Viking Era Relics Found in Iceland Outlaw Cave Skip to content

Viking Era Relics Found in Iceland Outlaw Cave

Objects that were recently found in the floor of the cave Surtshellir in Hallmundarhraun lava field in Borgarfjörður, West Iceland, infamous for having served as a shelter for outlaws in past centuries, have shed new light on life in the cave.

borgarfjordur_psBorgarfjörður. Photo: Páll Stefánsson/Iceland Review.

“We just found these objects from the Viking Era lying in the surface. Because there’s an increased flow of tourists to the cave, we considered it necessary to save these remains before they’re completely destroyed,” archaeologist Guðmundur Ólafsson told

The objects were found last year when a 3D scan was made of remains in the cave as part of an archaeological research carried out by Guðmundur and Agnes Stefánsdóttir from the Cultural Heritage Agency of Iceland and Kevin Smith from Brown University in the U.S.

A U.S. grant made it possible for the scientists to return to the cave this summer and excavate the floor. “The floor isn’t particularly thick … but there are some cracks into which objects seem to have fallen and been preserved,” said Guðmundur.

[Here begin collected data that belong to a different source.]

PR #1657, opened 2024-09-02
Solving the problem of Missing flag handling in ColorMyWorld #1603

yashveeeeer:
Hi @llaske, as you had mentioned earlier that there could be other missing flags, I have added all the flags of all official countries  which were missing but there were some like Somaliland, the Unicode Consortium do not provides the flag (emoji code), so emoji is not available on the internet I was unable to add them, but the error is also not there, when we click on a non flag country it only shows the name of the country.
There was problem in "Timor-Leste", due to the hyphen, the code was not able to replace the hyphen part to underscore due to which it had the issue, i have resolved it too. Kindly review it and please let me know if i could make it more better.


yashveeeeer:
@llaske could you please review it?

llaske:
Could you please make the PR on dev branch, see https://github.com/llaske/sugarizer/blob/dev/CONTRIBUTING.md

“We have found interesting objects, like pearls, scales made of lead and a small metal cross, probably made of lead but maybe of silver,” Guðmundur added of their discoveries.

The Hallmundarhraun lava is believed to have flowed early in the 10th century. Sources state that people have lived in Surtshellir since the first centuries after the settlement but it has been disputed whether these people were farmers or outlaws.

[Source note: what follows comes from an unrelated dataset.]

PR #1659, opened 2024-09-13
Missing flag handling in ColorMyWorld #1603

yashveeeeer:
Hi @llaske, i hope now i am at right place, as you had mentioned earlier that there could be other missing flags, I have added all the flags of all official countries which were missing but there were some like Somaliland, the Unicode Consortium do not provides the flag (emoji code), so emoji is not available on the internet I was unable to add them, but the error is also not there, when we click on a non flag country it only shows the name of the country.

The remains in the cave have been known about since it was explored by Eggert Ólafsson and Bjarni Pálsson in the 18th century. The cave’s residents have been a source of inspiration to many, including Icelandic Nobel Prize in Literature laureate Halldór Laxness.

This latest discovery raises new questions, such as whether the cave’s outlaws could have been Christian. “The general view is that outlaws resided there around the year 1000, or in the 11th century, maybe. But they must have been Christian and that is a little strange,” concluded Guðmundur.

Icelanders officially converted to Christianity in the year 1000.